There are also AI operations running natively on social media platforms. NewsGuard has also found a network of over a dozen TikTok accounts that have used AI text-to-speech software to spread political and health misinformation in videos that have collectively garnered over 300 million views. One video ludicrously claims that former President Barack Obama murdered one of his former White House chefs, and the video deploys AI tech to conjure up a computer-generated “Obama” statement responding to the false story. 

It’s long past time to start worrying about whether people on the internet are unknowingly reading and sharing fake news generated by bots.

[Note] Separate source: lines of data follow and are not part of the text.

PR #2113, opened 2018-11-26
[PRIVATE BRANCH] Jbobba/rnn fusion review

jbobba:


src/ngraph/runtime/cpu/pass/cpu_rnn_fusion.cpp
```diff
@@ -787,16 +720,16 @@ void ngraph::runtime::cpu::pass::MultiLayerRNNFusion::construct_multi_layer_rnn_
...
         {
             auto goe_nodes = op::get_output_elements(rnn_nodes[index]);
-            // if their is no GOE followed by the Lstm, their might be pattern match error
+            // if there is no GOE followed by the Lstm, their might be pattern match error
             // we will return safely
-            if (goe_nodes.size() == 0)
+            if (goe_nodes.size() != 2)
             {
-                return false;
+                throw ngraph_error("Expecting two outputs for each RNN node");
```
pruthviIntel: I think we need to remove the constraint here, for strictly checking it should equal to 2. A multilayer fused RNN need to have two GOE . for ex.

image

unlike LSTM cells , where each intermediate cell should have recurrent output state tensor . An timestep fused RNN cell will have `layer_rnn_ht` going in to next layer and only if their is any consumer of the last LSTM cell, it will have `layer_rnn_ht_ct`. I think it make sense to check if it has @least one `GOE`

It’s unclear who owns the identified sites and accounts, which demonstrate how political actors both at home and abroad can join the information wars at little to no cost. And the worst part is that it’s going to be a long time before people are likely to be appropriately vigilant about these operations. 

One example that NewsGuard fleshes out at length is instructive. A site called Global Village Space generated an article in November claiming that Israeli Prime Minister Benjamin Netanyahu’s psychiatrist had committed suicide after failing to make progress in his treatment of Netanyahu. The story is not just false, but absurd on its face; it resembles, according to NewsGuard, a rehashed version of a satirical article from 2010. (AI chatbots scrape information from the existing internet, and there are documented examples of their responses’ simply re-creating parts of existing news articles.) 

But it wasn’t presented as satire at Global Village Space, and the story was picked up on social media in several languages and relayed as a real news story by an Iranian news channel. While the story might outwardly sound preposterous, in Iran, an adversary of Israel, the false story naturally buttressed narratives that Netanyahu is mentally unstable. It’s a remarkable example of how AI can hatch conspiracy theories and prey on political polarization at extremely low cost. Unlike human-generated misinformation operations, these sites cut out almost all labor costs and can produce more fake information at an extraordinary pace. 

These sites appear to use advertising revenue to generate money, and one possible way to hinder them and disincentivize their creation is to find ways to get brands to not generate revenue for AI-generated websites. But while that might work against profit-oriented content farms, it’s not going to protect the public against purely political and state-backed misinformation operations. 

One practical solution is to inform the public about the perils of AI-generated information and train people in internet literacy through news articles, education projects and school curricula. Unless people learn to become critical news consumers who understand how to vet their sources, we’re entering a new era of informational warfare. At the moment, unfortunately, it looks like a lot of people are going to be caught flat-footed.